The foregoing relates to preferred exemplary embodiments of the invention, it being understood that other variants and embodiments thereof are possible within the spirit and scope of the invention, the latter being defined by the appended claims.

Claims

1. A fuel injection pump for internal combustion engines comprising a pump housing, a pump cylinder in said pump housing, a reciprocating pump piston in said pump cylinder which encloses a work chamber, a suction chamber in said pump housing, an intake bore in said pump housing and said pump cylinder through which said work chamber can be supplied with fuel from said fuel suction chamber in said pump housing during an intake stroke, a valve in said intake bore between said fuel suction chamber and said work chamber for shutting off a fuel supply from said fuel suction chamber to said work chamber, said work chamber being connected during at least a portion of a supply stroke of said pump piston with at least one fuel injection line in said pump housing that leads to an injection valve of an engine, a longitudinal conduit in said pump piston which leads exclusively from said work chamber to a radially extending relief opening located in the pump piston, said relief opening being closable by means of a quantity adjusting device that is displaceable on a portion of said pump piston which protrudes into said fuel suction chamber of said pump housing that is filled with fuel under pressure and beyond a pump piston stroke determined by an axial position of said quantity adjusting device, said relief opening being adjustable into communication via a control edge of said quantity adjusting member with said suction chamber, and a check valve closable upon a suction stroke of the pump piston is disposed on the periphery of said quantity adjusting device in a connection between said work chamber and said suction chamber.

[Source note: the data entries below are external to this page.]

PR #1534, opened 2025-10-06
enhancement(stdlib): Add optional `http_proxy` and `https_proxy` params to `http_request`

5Dev24:
## Summary

Adds optional parameters for setting a proxy for http and https requests to `http_request`.

A future enhancement should use the [global proxy](https://github.com/vectordotdev/vector/blob/cd2471ab3ed81cc55b13eb4f094af735a210b61e/lib/vector-core/src/config/global_options.rs#L103) by default if set. Is there any easy way to pass that information from vector to vrl?

## Change Type

- [ ] Bug fix
- [x] New feature
- [ ] Performance

## Is this a breaking change?

- [ ] Yes
- [x] No

## How did you test this PR?

Locally testing since I didn't want to add standing up a whole proxy server as party of the test suite.

## Checklist

## References

None

### DIFF
--- a/src/stdlib/http_request.rs
+++ b/src/stdlib/http_request.rs
@@ -10,13 +10,13 @@ use crate::compiler::prelude::*;
 #[cfg(not(target_arch = "wasm32"))]
 mod non_wasm {
     use super::{
-        Context, Expression, FunctionExpression, Resolved, TypeDef, TypeState, Value,
-        VrlValueConvert,
+        Context, Expression, ExpressionError, FunctionExpression, Resolved, TypeDef, TypeState,
+        Value, VrlValueConvert,
     };
     use reqwest_middleware::{
         ClientBuilder, ClientWithMiddleware,
         reqwest::{
-            Client, Method,
+            Client, Method, Proxy,
             header::{HeaderMap, HeaderName, HeaderValue},
         },
     };
@@ -26,21 +26,37 @@ mod non_wasm {
     use tokio::time::Duration;
     use tokio::{runtime, task};
 
-    static CLIENT: LazyLock<ClientWithMiddleware> = LazyLock::new(|| {
+    static STD_CLIENT: LazyLock<ClientWithMiddleware> = LazyLock::new(|| build_client(None));
+
+    fn build_client(proxies: Option<Vec<Proxy>>) -> ClientWithMiddleware {
         let retry_policy = ExponentialBackoff::builder().build_with_max_retries(3);
 
-        let client = Client::builder()
+        let mut client_builder = Client::builder()
             .connect_timeout(Duration::from_secs(5))
-            .timeout(Duration::from_secs(10))
+            .timeout(Duration::from_secs(10));
+
+        if let Some(proxies) = proxies {
+            for proxy in proxies {
+                client_builder = client_builder.proxy(proxy);
+            }
+        }
+
+        let client = client_builder
             .build()
             .expect("Failed to create HTTP client");
 
         ClientBuilder::new(client)
             .with(RetryTransientMiddleware::new_with_policy(retry_policy))
             .build()
-    });
+    }
 
-    async fn http_request(url: &Value, method: &Value, headers: Value, body: &Value) -> Resolved {
+    async fn http_request(
+        client: &ClientWithMiddleware,
+        url: &Value,
+        method: &Value,
+        headers: Value,
+        body: &Value,
+    ) -> Resolved {
         let url = url.try_bytes_utf8_lossy()?;
         let method = method.try_bytes_utf8_lossy()?.to_uppercase();
         let headers = headers.try_object()?;
@@ -61,7 +77,7 @@ mod non_wasm {
             header_map.insert(key, val);
         }
 
-        let response = CLIENT
+        let response = client
             .request(method, url.as_ref())
             .headers(header_map)
             .body(body.as_bytes().to_owned())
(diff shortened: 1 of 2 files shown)


src/stdlib/http_request.rs
```diff
@@ -61,7 +77,7 @@ mod non_wasm {
             header_map.insert(key, val);
         }
 
-        let response = CLIENT
+        let response = client
             .request(method, url.as_ref())
```
pront, line 65: Pre-existing issue: Redundant `to_uppercase` call.

src/stdlib/http_request.rs
```diff
@@ -73,37 +89,89 @@ mod non_wasm {
...
+    #[allow(clippy::similar_names)]
+    fn make_proxies(
+        http_proxy: Option<Value>,
+        https_proxy: Option<Value>,
+    ) -> Result<Option<Vec<Proxy>>, ExpressionError> {
+        let mut proxies = Vec::new();
+
+        if let Some(http_proxy) = http_proxy {
+            proxies.push(
+                Proxy::http(http_proxy.try_bytes_utf8_lossy()?.into_owned())
```
pront: `into_owned` looks redundant here

src/stdlib/http_request.rs
```diff
@@ -73,37 +89,89 @@ mod non_wasm {
...
+                    .map_err(|e| format!("Invalid proxy: {e}"))?,
+            );
+        }
+
+        if let Some(https_proxy) = https_proxy {
+            proxies.push(
+                Proxy::https(https_proxy.try_bytes_utf8_lossy()?.into_owned())
```
pront: `into_owned` looks redundant here

src/stdlib/http_request.rs
```diff
@@ -73,37 +89,89 @@ mod non_wasm {
...
+                .map(|http_proxy| http_proxy.resolve(ctx))
+                .transpose()?;
+            let https_proxy = self
+                .https_proxy
+                .as_ref()
+                .map(|https_proxy| https_proxy.resolve(ctx))
+                .transpose()?;
+
+            let client = if let Some(proxies) = make_proxies(http_proxy, https_proxy)? {
+                &build_client(Some(proxies))
```
pront: We are building a client on each request here. It should be possible to detect literals in `compile`, call `resolve_constant` and create the client there.

pront (commented):
A few problems but overall looks good

src/stdlib/http_request.rs
5Dev24: `Proxy::http` takes any `dyn IntoProxy` which is implemented for any `dyn IntoUrl`. `IntoUrl` is only implemented for `url::Url`, `String`, `&str`, and `&String`. `into_owned` was to take the `Cow<str>` as a `String`, but I can substitute for `as_ref` to avoid the copy.

src/stdlib/http_request.rs
5Dev24: Ditto above.

src/stdlib/http_request.rs
pront: `as_ref` sounds better

src/stdlib/http_request.rs
5Dev24: Removed

src/stdlib/http_request.rs
5Dev24: Added in logic to attempt to resolve the values as constants.

src/stdlib/http_request.rs
```diff
@@ -181,26 +341,46 @@ impl Function for HttpRequest {
...
         arguments: ArgumentList,
     ) -> Compiled {
         let url = arguments.required("url");
         let method = arguments.optional("method").unwrap_or_else(|| expr!("get"));
         let headers = arguments.optional("headers").unwrap_or_else(|| expr!({}));
         let body = arguments.optional("body").unwrap_or_else(|| expr!(""));
+        let http_proxy = arguments.optional("http_proxy");
+        let https_proxy = arguments.optional("https_proxy");
+
+        // Result::map_err wouldn't properly convert the error for ? sugar
```
pront: I am not following this comment, do you have an example?

src/stdlib/http_request.rs
```diff
@@ -73,37 +89,181 @@ mod non_wasm {
...
+                        .map(|http_proxy| http_proxy.resolve(ctx))
+                        .transpose()?;
+
+                    let https_proxy = https_proxy
+                        .as_ref()
+                        .map(|https_proxy| https_proxy.resolve(ctx))
+                        .transpose()?;
+
+                    if let Some(proxies) = make_proxies(http_proxy, https_proxy)? {
+                        Ok(RefOrOwnedClient::Owned(build_client(Some(proxies))))
```
pront: It's possible to build a client per request, is this something you require? Or can we remove this from here?

pront (commented):
forgot to submit these comments

src/stdlib/http_request.rs
5Dev24: That client being built happens in the case where the proxies aren't constant. We wouldn't be able to make the client ahead of time since we don't know what proxy to use yet.

If we resolve it once and save the value (inside some `Arc<Mutex<T>>` since we don't have a mut ref to the `HttpRequestFn`), we risk saving the wrong proxy for a future request.

Example of time we can't cache client (you can also imagine the case where the proxy is extracted from the event itself):

```vrl
log = parse_json!(.message)

proxy = if log.type == "value1" {
  "proxy-server-a.com"
} else if log.type == "value2" {
  "proxy-server-b.com"
} else {
  "proxy-server-fallback.com"
};

.message = http_proxy(..., http_proxy: proxy)
```

We could recommend instead doing:

```vrl
log = parse_json!(.message)

.message = if log.type == "value1" {
  http_proxy(..., http_proxy: "proxy-server-a.com")
} else if log.type == "value2" {
  http_proxy(..., http_proxy: "proxy-server-b.com")
} else {
  http_proxy(..., http_proxy: "proxy-server-fallback.com")
};
```

src/stdlib/http_request.rs
5Dev24: Disregard, it needed an explicit cast. I could've sworn I tried it previously and still got compiler errors.

src/stdlib/http_request.rs
```diff
@@ -73,37 +89,181 @@ mod non_wasm {
...
+        }
+
+        if proxies.is_empty() {
+            Ok(None)
+        } else {
+            Ok(Some(proxies))
+        }
+    }
+
+    // Used to avoid clones
```
pront: `ClientWithMiddleware` only holds `Arc`s internally. I will push a commit to delete `RefOrOwnedClient`.

pront (approved):
Pushed commit 7a5cdad86cf1a72202743a5ba6662275d6bfbe25.
@5Dev24 this looks good to merge now. 
Feel free to follow up if something was missed.

src/stdlib/http_request.rs
5Dev24: Sounds good.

2. A fuel injection pump as defined by claim 1, in which said check valve opens in the fuel flow direction toward the suction chamber and is disposed in the connection between the work chamber and the suction chamber.

3. A fuel injection pump as defined by claim 2, in which said quantity adjusting device has a chamber which is closable on one end by a jacket face of the pump piston and on the other by said check valve disposed on said quantity adjusting device.

4. A fuel injection pump as defined by claim 3, in which said quantity adjusting device has an outlet opening for the chamber which is closable by means of a leaf spring.

5. A fuel injection pump as defined by claim 4, in which a support member is provided in the direction of deflection of said leaf spring.

6. A fuel injection pump as defined by claim 4, in which said leaf spring is secured on a resilient carrier that is latchable in a positively engaged manner on said quantity adjusting device.

7. A fuel injection pump as defined by claim 5, in which said leaf spring is secured on a resilient carrier that is latchable in a positively engaged manner on said quantitiy adjusting device.